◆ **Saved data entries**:

PR #14, opened 2014-08-27
Brings the placeholder index.html more in line with WSK's basic.html

### LINKED ISSUE #4: Use Web Starter Kit as the placeholder baseline.
At minimum I would suggest we go for the minimal options in https://github.com/google/web-starter-kit/blob/master/app/basic.html, if not the full layout options in https://github.com/google/web-starter-kit/blob/master/app/index.html.

basic.html support would just mean a few minor new additions atm. cc @PaulKinlan

jeffposnick:
@addyosmani & @PaulKinlan, this updates the placeholder `index.html` to match what's found in https://github.com/google/web-starter-kit/blob/master/app/basic.html

If this looks to be what you had in mind, I'll update the individual samples to adopt the changes. 

Closes #4


placeholder-name/index.html
```diff
@@ -1,34 +1,60 @@
...
+
+    <meta name="apple-mobile-web-app-capable" content="yes">
+    <meta name="apple-mobile-web-app-status-bar-style" content="black">
+    <link rel="apple-touch-icon-precomposed" href="../images/apple-touch-icon-precomposed.png">
+
+    <!-- Tile icon for Win8 (144x144 + tile color) -->
+    <meta name="msapplication-TileImage" content="images/touch/ms-touch-icon-144x144-precomposed.png">
+    <meta name="msapplication-TileColor" content="#3372DF">
+
+    <link rel="icon" href="../images/favicon.ico">
```
jeffposnick, line 46: I'm explicitly including this `<link>` to `favicon.ico` since it's not in the browser default `/favicon.ico` location.

I'm not sure if there's a specific order that I need to put this in in relation to the other various icon definitions, or whether it's strictly needed, but I'm assuming if there are some browsers that don't recognize the `sizes="192x192"` icon then this would be used.

Happy to hear if I'm wrong and this isn't needed.

addyosmani:
LGTM. Thanks for putting this together!

PR #17, opened 2014-08-29
Adding screen orientation sample

devnook:


screen-orientation/index.html
```diff
@@ -0,0 +1,86 @@
...
+
+    <script>
+      var lock = function() {
+        /* // [START lock-orientation] */
+        screen.orientation.lock('landscape').then(
+          function() {
+            alert('Orientation locked!');
+          },
+          function(err) {
+            alert(err.message);
```
jeffposnick, line 70: The Promise always rejects with a "This page needs to be fullscreen in order to lock orientation." error. (Tested on Chrome 38.0.2125.57 on Android.)

I think that's part of the spec. If you wanted to demonstrate the fullscreen + orientation lock process, I'm sure that would be useful. Alternatively, you could just remove the code that attempt to lock and add some explanatory text about needing to go fullscreen first.

devnook, line 70: Done

devnook:
PTAL

jeffposnick:
Looks great now. Thanks! :+1:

◆ **What is expected**: Wherever the word "images" appears in the entries above, copy that line.

◆ **Response area**:
+    <link rel="apple-touch-icon-precomposed" href="../images/apple-touch-icon-precomposed.png">
+    <meta name="msapplication-TileImage" content="images/touch/ms-touch-icon-144x144-precomposed.png">
+    <link rel="icon" href="../images/favicon.ico">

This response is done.